[Python-Dev] ctypes: is it intentional that id() is the only way to get the address of an object?

Sat Jan 19 06:06:36 EST 2019

On 1/18/19, Steven D'Aprano <steve at pearwood.info> wrote:
> On Thu, Jan 17, 2019 at 07:50:51AM -0600, eryk sun wrote:
>>
>> It's kind of dangerous to pass an object to C without an increment of
>> its reference count.
>
> "Kind of dangerous?" How dangerous?

I take that back. Dangerous is too strong of a word. It can be managed
if we're careful to avoid expressions like c_function(id(f())). Using
py_object simply avoids that problem.

Bear with me while I make a few more comments about py_object, even
though it's straying off topic.

For a type "O" argument (i.e. py_object is in the function's
`argtypes`), we might be able to borrow the reference from the
argument tuple. As implemented, however, the argument actually keeps
its own reference. For example, we can observe this by calling the
from_param method:

    >>> b = bytearray(b'spam')
    >>> arg = ctypes.py_object.from_param(b)
    >>> print(arg)
    <cparam 'O' at 0x7f32a49699b0>
    >>> print(arg._obj)
    bytearray(b'spam')

This is due to the type "O" setfunc, which needs to keep a reference
to the object when setting the value of a py_object instance. The
reference is stored as the _objects attribute. (For non-simple pointer
and aggregate types, _objects is instead a dict keyed by the index as
a hexadecimal string.)

(The getfunc and setfunc of a simple ctypes object are called to get
and set the value, which also includes cases in which we don't have an
actual py_object instance, such as function call arguments; pointer
and array indexes; and struct and union fields. These functions are
defined in Modules/_ctypes/cfield.c.)

IMO, a downside of py_object is that it's a simple type, so the
getfunc gets called automatically when getting fields or indexes. This
is annoying for py_object since a NULL value raises ValueError.
Returning None in this case isn't possible, in contrast to other
simple pointer types. We can work around this by subclassing
py_object.

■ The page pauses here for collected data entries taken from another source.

Issue #80, opened 2016-09-20
SubstateOf and dotGraph


sle118:
First, I want to say that this little state machine project has simplified quite significantly an application I am building for my own fun. I can see the benefits of this approach for future enterprise level projects, although the state machine will likely be an off the shelf solution that exist currently in our landscape.

I'm wondering if it would be possible to have the dot graph represent content inherited from SubstateOf , as it would help picturing more complex state machines. 

I got around the limitation by duplicating all of the "permit" from the parent States, but it defeats the purpose of inheritance and makes the code more complicated to maintain.

Thank you!

HenningNT:
dotGraph doesn't really like substates. It is possible to use HTML inside the states, but I think it would require quite an effort to get right.
It might be easier to export to a different format, one that QM can parse.
http://www.state-machine.com/qm/

One could also make a import function to Stateless to read models from QM at run time, I guess.

sle118:
Or perhaps sub states could be represented as clusters using sdp
http://www.graphviz.org/content/point-edge-cluster

An example here
https://stamm-wilbrandt.de/Viz.js/form10/?1425770108930#

tlk:
@sle118 It would be interesting to see if this would work!

I take it that you meant "fdp" as in http://graphviz.org/content/fdpclust, right?

By the way, this sample link seems to work better for me:
http://stamm-wilbrandt.de/Viz.js/form10/?1425770108930#graph%20G%20%7B%0A%20%20layout%3Dfdp%0A%0A%20%20e%0A%20%20subgraph%20clusterA%20%7B%0A%20%20%20%20a%20--%20b%3B%0A%20%20%20%20subgraph%20clusterC%20%7B%0A%20%20%20%20%20%20C%20--%20D%3B%0A%20%20%20%20%7D%0A%20%20%7D%0A%20%20subgraph%20clusterB%20%7B%0A%20%20%20%20d%20--%20f%0A%20%20%7D%0A%20%20d%20--%20D%0A%20%20e%20--%20clusterB%0A%20%20clusterC%20--%20clusterB%0A%7D%0A

sle118:
Ok. Forget about fdp. After a little more digging, I found what I believe is a better alternative. 

First add the following attribute
`compound=true;`
Next use sub graph clusters to represent nodes that have sub states (the stateless class makes this available) 
`subgraph cluster1 {
e -> g;
e -> f;
}
`
[...]

PR #100, opened 2016-11-11
Use HTML representations in dotGraph

sle118:
Updating dotGraph to simplity graphical representations by using HTML. Entries and exits are not merged into each node. Sub-states will now be embedded into parent states, which makes it easier to visualize parent-child relationships.


sle118:
Looks like a difference between lf vs crlf broke the build. No time for fixing today. Unless someone else is willing to fix, it'll have to wait

sle118:
Allright, I fixed the build!  Ready for review!

psibernetic:
Can you provide an example for graph output that includes entries and exits and substates? 

Great work on this, I know this will be a huge help to have done for the community. Serious kudos.

src/Stateless/DotGraph.cs
```diff
@@ -1,88 +1,255 @@
...
+                .Add(new Label("placeholder"))
+                .Add(new Style(ShapeStyle.solid));
+            _exitEdges = new FormatList()
+                .Add(new Label("placeholder"))
+                .Add(new Style(ShapeStyle.dotted));
+        }
+
         /// <summary>
-        /// A string representation of the state machine in the DOT graph language.
+        /// A string representation of the stateRepresentation machine in the DOT graph language.
```
psibernetic: This looks like a find replace accident.

src/Stateless/DotGraph.cs
```diff
@@ -1,88 +1,255 @@
...
             }
+        }
+        /// <summary>
+        /// This function builds a representation for nodes and clusters, grouping states together under
+        /// a super state as required.  It is implemented as a recursive that drills through the 
+        /// the sub states when they are found.
+        /// </summary>
+        /// <param name="stateRepresentation"></param>
+        /// <returns></returns>
+        private string BuildNodesRepresentation(StateRepresentation stateRepresentation)
```
psibernetic: I dig it.

nblumhardt:
Thanks for pushing forward with this @sle118! 😎 

I'm curious whether there's a way of factoring this that externalizes more formatting from the `StateMachine` class - I know DOT formatting has been tied up in there for a while, but the footprint (especially the extra fields in _DotGraph.cs_) might be tipping over the healthy limit. Any thoughts on this?

src/Stateless/StateRepresentation.cs
```diff
@@ -276,6 +276,10 @@ public void AddSubstate(StateRepresentation substate)
                 _substates.Add(substate);
             }
 
+            public ICollection<StateRepresentation> GetSubstates()
+            {
+                return _substates;
+            }
             public bool Includes(TState state)
```
nblumhardt: Missing newline.

src/Stateless/FormatList.cs
```diff
@@ -0,0 +1,71 @@
+﻿using System;
+using System.Collections.Generic;
+using System.Linq;
+
+namespace Stateless.Dot
+{
+    class FormatList
+    {
+        private readonly List<Format> _formats;
```
nblumhardt: The codebase doesn't use explicit `private` modifiers.

src/Stateless/Label.cs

For example:

    >>> a1 = (ctypes.py_object * 1)()
    >>> a1[0]
    Traceback (most recent call last):
      File "<stdin>", line 1, in <module>
    ValueError: PyObject is NULL

    py_object = type('py_object', (ctypes.py_object,), {})

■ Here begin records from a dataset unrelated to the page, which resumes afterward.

PR #103, opened 2016-11-15
Reflection API

psibernetic:


psibernetic:
I decided to somewhat eccentric in the naming conventions. ;)

sle118:
Nice work, @psibernetic. So if I understand correctly, the idea is to implement ICartographer in a new cartography class to generate a new format outside of the state machine itself ?

I like that. 

When building my dotGraph class, I hit a couple of limitations. Let's look at the following example:
```
ScanValue = StateMachine.SetTriggerParameters<String>(Triggers.Value);

StateMachine.Configure(State.A)
                .SubstateOf(State.Global)
                .OnEntry(GuiNeedsChangeEvent)
                .OnEntryFrom(ScanValue, OnValidatingValue)
                .OnEntryFrom(Triggers.DefaultVal, OnValidatingValue)
                .Permit(Triggers.OK, State.NextState);
``` 

OnEntryFrom gets a trigger with parameters and creates a new entry action from it. The issue is that the triggers with parameters don't quite look nice using reflection and this makes it difficult to properly represent the transition by default.

So ideally, I think the StateResource class should be responsible to normalize the representation of a trigger  to simplify the traversal of Entry Actions. 

I'm thinking about some possible approaches:
- it could expose "Trigger" (the raw object), alongside "UnderlyingTrigger" which would be either a simple Trigger or the underlying trigger of a triggerWithParameters. 
- it could extract a tidy normalized description of the underlying trigger as well as name of parameters if that's also possible (or their types).

Is this the best place to discuss this, or should this be in the original thread?

psibernetic:
Thanks, and yes, this is my take on a combination of Visitor pattern and [IFormatProvider](https://msdn.microsoft.com/en-us/library/system.iformatprovider(v=vs.110).aspx).

This is probably the right place to discuss what we want to expose in the StateResource objects for first pass, keeping in mind that adding things is easy, removing or changing will be breaking changes for implementors. (Though the IExplorer interface could handle versioning of StateResource object graphs).

I do think the right approach is to expose triggers as an object with a "TypeParameters" collection. In general any niceties or normalization should happen in a cartographer or extension method. I'll add an object for that tonight when I get home. Glad you like the idea.

nblumhardt:
Nice :-)

I think the name's cool, but I wonder if modelling on .NET reflection could remove the need for the interface/visitor bit?

```csharp
var sm = new StateMachine<State,Trigger>();

// Analogous to System.Type and object.GetType(), note
// it's non-generic:
StateMachineInfo info = sm.GetInfo();

// StateType is a System.Reflection.TypeInfo; returns typeof(TState)
Console.WriteLine(info.StateType);

// *Info types like StateInfo analogous to MemberInfo, ParameterInfo etc.
foreach (StateInfo state in info.States)
{
    // The property would be of type object, but return
    // a boxed TState object
    Console.WriteLine(state.UnderlyingState);
}
```

With a `StateMachineInfo` at the root, it would mean the API for things like formatters might be:

```csharp
var formatter = new DotGraphFormatter();

// Because StateMachineInfo is non-generic, DotGraphFormatter
// and Write() don't have to be generic.
formatter.Write(sm.GetInfo(), ...);
```

Just as with reflection, a number of scenarios could be implemented on top, e.g. analysis, "convention tests" and so-on - we wouldn't be coupling the API to the idea of mapping out or printing the graph.

Maybe the mapping to reflection APIs is a bit of a stretch - but I like the idea that _"if you know how to use reflection, you know how to reflect over StateMachine"._ Any ideas?

psibernetic:
The Explore method does expose the internal structure via the StateResource structure if you wanted to use it for some other purpose. The Cartographer in-fact uses that method to do its discovery. The IExplorer interface and StateResourceExplorer are really just ways to move the logic of mapping layer between StateRepresentations to StateResources to another class as separation of concerns. 

Regarding using reflection APIs, I suppose we could include that information if we want, but the textual representation of TState does depend on the instance of type TState, we could expose StateInstance as an object or TState directly, but in most cases the ToString() is what we want, no?

I'm totally open to merging this to a new branch in this repo for collaboration until we get the StateResource definition squared up.

sle118:
Take a minute to read this thread and think about the level of abstraction this has reached between total strangers that are only connected through some collective creation. Having such conversations over a beer at the pub would result in side looks from the people around wondering what sort of wizardry is going on. This place is great!

nblumhardt:
> The Explore method does expose the internal structure via the StateResource structure if you wanted to use it for some other purpose.

@psibernetic 👍 I should have been a bit clearer, sorry - the snippet I posted pretty much _is_ `Explore()`, `StateRepresentation` and so-on, just re-cast in the reflection analogy.

> in most cases the ToString() is what we want, no?

For display, yes, but for (a hypothetical) example, imagine writing a unit test that checks to make sure every member in an `enum` is represented as a state - in those kinds of cases, it'll be nicer to work with the real values. Even for display, you could imagine writing a visualizer for a state machine that used additional information from the state type to provide more information.

I'm happy to kick off a branch and dig into it there, though we might miss the nice diff/comment/discussion view that the pull request format brings. If it helps work around time constraints that's probably a worthwhile trade-off though, is that what you have in mind?

psibernetic:
@nblumhardt I do see your point, and agree for the most point, i'll hit some key points tonight. 

Once I make my changes, we could merge into a branch here (cartographer-api). From there we can open a new PR from that branch to dev to track the WIP. Each of us can make PR to the dotnet-state-machine/stateless/cartographer-api branch to collaborate. May end up helping discussion by breaking it into actionable items.

psibernetic:
Not getting to this tonight, work got in the way, try again tomorrow.

sle118:
I wouldn't want to send us into a rabbit hole, but how would you call a reverse cartography API?  Using the cartography API, one could persist a state machine to disk. Using a "builder" (can't think of anything better now), these could be loaded from disk.

From there, maybe someone would write a graphical editor similar to this one below
https://github.com/vosmont/Vera-Plugin-RulesEngine

That editor would bee called in visual studio akin to the visual studio xaml designer. 

The same persist/load mechanism would also help long running workflows that span across process restart or that allow reducing the memory footprint when dealing with parallel processing.

I certainly don't want to overblow this tidy project, though. I'm just throwing ideas to see if they will stick

Let me know your thoughts!

psibernetic:
@sle118 That definitely is out of scope for this project. StateMachines here will inherently be used in-proc and not persisted. 

I am working on a StateMachine-As-A-Service project that can do pretty much what you are talking about. It is a work-in-progress, but the service actually works, just needs more connectors and a UI. I can work with you on that project if you want, just ping me over there: https://github.com/psibr/REstate

HenningNT:
@sle118 At work we use the [Quantum Leap state machine framework](http://www.state-machine.com/)  for the embedded code. We use a graphical editor to design and generate the state machine.
 I've been considering making a tool of some sorts to import the model file (XML-ish) or output of this state machine diagram editor in some way, either directly at runtime, or just a code generator. I've also been thinking of creating something that will create model files so I can view those in QM.

sle118:
I knew this was a rabbit hole.  I read about Quantum Leap but never used it.  I do a lot of small home automation projects using the "MySensors" framework on Arduino but didn't have a project that justified the learning curve of the Quantum Leap Tool. I'm not sure what sort of optimisation there is for a processor like the atmega 328. 

@psibernetic You might have provided an answer for a question that has been lingering in the back of my mind for quite some time now. I'm working on a small cellar management software (which has limited GUI and mostly interacts with the users using a combo of voice feedback and barcode reader encoded triggers) which heavily uses the stateless state machine as its user interaction backbone. 

The state machine is the core engine which defines all possible actions given the current context, and the gui merely passes triggers down and subscribes to "update events". So far it's been all great, but I am scratching my head over publishing the core "cellar" engine as a restful service (therefore stateless) so I'll definitely have a look. My bandwidth is limited; projects had wound down at work, but the quiet time is over now and I'll have to hold on to the personal stuff for a little while. I'll get to it at some point, though.

nblumhardt:
Just FWIW :-) one of the reasons `StateMachine` is generic is that `TState` and `TTrigger` can also just be strings.

Loading from file:

```csharp
var sm = new StateMachine<string, string>("initial");

// E.g. on each line a state, trigger, destination tuple
foreach (var transition in LoadStateTriggerDestinations("file.csv"))
{
    sm.Configure(pair.State).Permit(pair.Trigger, pair.Destination);
}

sm.Fire("Go");
```

sle118:
@nblumhardt  my brain is on fire! ;)

psibernetic:
I've updated this to include type'd states/trigger where necessary or nice, didn't change anything else, I think I'll leave that to you to decide on @nblumhardt.

nblumhardt:
Thanks Ovan, will jump into this as soon as I have a chance 👍

nblumhardt:
Hey folks, happy 2017! :-) Hope you had a good break @psibernetic.

Returning to this now, I very much want to move this forward, but I am unsure about the design (reflection-like vs. visitor pattern) and think we'll just create more work for ourselves if we merge into a new branch as-is and then try and massage it into a different shape.

With some time to think about it, I'm still keen to head more in the direction of https://github.com/dotnet-state-machine/stateless/pull/103#issuecomment-260783635. If we went that direction, `StateResource` from the PR would be fairly close to `StateInfo`, and the code that builds it would be practically the same, but the organisation would be quite different. What's your current thinking, Ovan?

Cheers!
Nick

betty-crokker:
I'm not sure what the etiquette is for jumping in on a thread like this <grin> but I just downloaded Stateless and am excited about what it can do for me!  And being able to generate DOT files that have all the substates indicated, will make it all the sweeter.  
I agree with you, Nick, I would prefer reflection to a visitor pattern, in my experience it's easier to use and it's more common in C#.  Can I be any help in moving this feature forward?

Chris

nblumhardt:
Hi @betty-crokker - thanks for jumping in!

@psibernetic what are your thoughts? Cheers!

psibernetic:
Hey @nblumhardt, @abalfour did some work to this PR for us. Time to review that. Also, this merge conflict isn't quite as straight forward since that file no longer does the work of mapping to DOTGraph, can you make sure we aren't regressing in the DotGraphCartographer?

nblumhardt:
@psibernetic @abalfour the changes are definitely heading in the right direction 👍 

I think there's still a lot of ground to cover; if we're heading towards https://github.com/dotnet-state-machine/stateless/pull/103#issuecomment-260783635 there are some more changes that should be pretty mechanical to make (non-generic info type, some class names and method layout).

Is the plan for @abalfour to continue working on the PR? To get this landed, I think the next step would be to get this to a final cut so we can do one really solid review pass.

We can probably circle back on testing `DotGraphCartographer` (-> `DotGraphFormatter`?) when the rest of the API is settled.

nblumhardt:
Looks awesome, thanks @psibernetic!

I will run through and see if I can spot any issues, with an eye to getting this merged. Looking great overall 👍

nblumhardt:
Okay, had a bit more of an explore. Mostly just a list of nitpicks - I can PR these to your branch @psibernetic if that suits? (Or just directly edit if that'd be easier.)

 * The `Info` classes would benefit from being immutable, e.g. take the various elements as ctor parameters and expose read-only properties (this'd allow for things like caching perhaps in the future)
 * I don't think we need to declare `IStateMachineInfoFormatter` just yet; aside from encouraging consistency (which is good) I don't think there will be a lot of points where it's used, so we could hold off and not tie ourselves down to a new type here at this stage
 * I think we should rev the major version and get rid of `ToDotGraph()`, since it's easy to document `new DotGraphFormatter().Format(sm.GetStateMachineInfo())`, and this will make alternative formats (like HTML DOT discussed in the other PR) on an equal footing
 * `GetStateMachineInfo()` could just be `GetInfo()`, since it's being invoked on a `StateMachine`
 * `StateBindingInfo` could just be `StateInfo` (we don't use the term "binding" elsewhere at this stage)

Thanks again for driving this one, it's a great PR 👍

SaphuA:
Wow this is exactly what I was looking for. Any idea when this will be production ready? Do you have a list of todos? Perhaps I could do a little work for you.

psibernetic:
I think this is all that that is left.

- Remove IStateMachineInfoFormatter interface.
- Remove ToDotGraph() from StateMachine class.
- Remove Set; from all Info classes.
- Expose all properties that had Set; removed in a constructor instead. (Serializability effort).
- Add unit test for StateMachine -> StateMachineInfo conversion.

If anyone wanted to make a PR to my branch, that would be fine. I'm working on this as I have time, which is sparse at the moment. Thanks for the interest guys!

betty-crokker:
I'm familiar with git, but not the particular ways it's used here on github.

I made a branch:

https://github.com/betty-crokker/stateless/tree/cartographer-api

and started the work:
* IStateMachineInfoFormatter class removed
* ToDotGraph() removed from StateMachine
* Property setters marked "internal" or "private" for Info classes
* Created a new unit test class BindingInfoFixture, for testing the new StateMachineInfo.

Am I doing this right?  Should I do the "Pull Request" when I'm done making changes, or now, or should I have done that instead of just making a branch?

I took the existing SimpleTransition test, renamed it SimpleTransition_DotGraph, and copied it into my new BindingInfoFixture test class and named it SimpleTransition_Binding.  Sound good?  My thought is to take each test in DotGraphFixture and make a parallel in BindingInfoFixture that has the same state machine.

Can you take a look at my new SimpleTransition_Binding unit test, see if you like the style?  I'm not a big fan of 'var'.  If that first unit test looks good I'll keep writing them.

psibernetic:
@betty-crokker Lets do this:

Create a PR to my branch, changes will show up here as they merge in. I will give you contributor access to my fork to make that easier, so you can merge your PR work without me around.

betty-crokker:
I think the reflection classes are pretty much ready for prime time, it would be good to exercise them a little by actually doing some of the updates to the DotGraphFormatter.  Had anyone started work on that, or is that where we can next apply some brain power?

nblumhardt:
This has been an epic PR :-)

There are still some items from https://github.com/dotnet-state-machine/stateless/pull/103#issuecomment-281199027 I want to look at, but it's now probably more efficient for everyone to collaborate on `dev`. I'll merge this shortly, and we can pick up the remainder of the DotGraph stuff and API nitpicks there.

Thanks for pushing things along @betty-crokker, and thanks for the huge effort on this @psibernetic!

nblumhardt:
Out of time this afternoon, I've done what I can and created #143 with the remaining TODOs I can think of; any help over there would be greatly appreciated. Cheers all! :-)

    >>> a2 = (py_object * 1)()
    >>> a2[0]
    <py_object object at 0x7f10dc7d9158>

Then, like all ctypes pointers, a false boolean value means it's NULL:

    >>> bool(a2[0])
    False
    >>> a2[0] = b'spam'
    >>> bool(a2[0])
    True

py_object doesn't help if a library holds onto the pointer and tries
to use it later on. For example, with Python's C API there are
functions that 'steal' a reference (with the assumption that it's a
newly created object, in which case it's more like 'claiming'), such
as PyTuple_SetItem. In this case, we need to increment the reference
count via Py_IncRef.

py_object can be returned from a callback without leaking a reference,
assuming the library manages the new reference. In contrast, other
types that need memory support have to leak a reference (e.g.
c_wchar_p, i.e. type "Z", needs a capsule object for the wchar_t
buffer). In case of a leak, we get warned with RuntimeWarning('memory
leak in callback function.').

> If I am reading this correctly, I think you are saying that using id()
> in this way is never(?) correct.

Yes, it's incorrect, but I've been guilty of using id() like this,
too, because it's convenient. Perhaps we could provide a function
that's explicitly specified to return the address, if implemented.
Maybe call it sys.getaddress()?

In my first reply, I provided two alternatives that use ctypes to
return the address instead of id(). So there's that as well. The fine
print is that ctypes is optional in the standard library. Platforms
and implementations don't have to support it.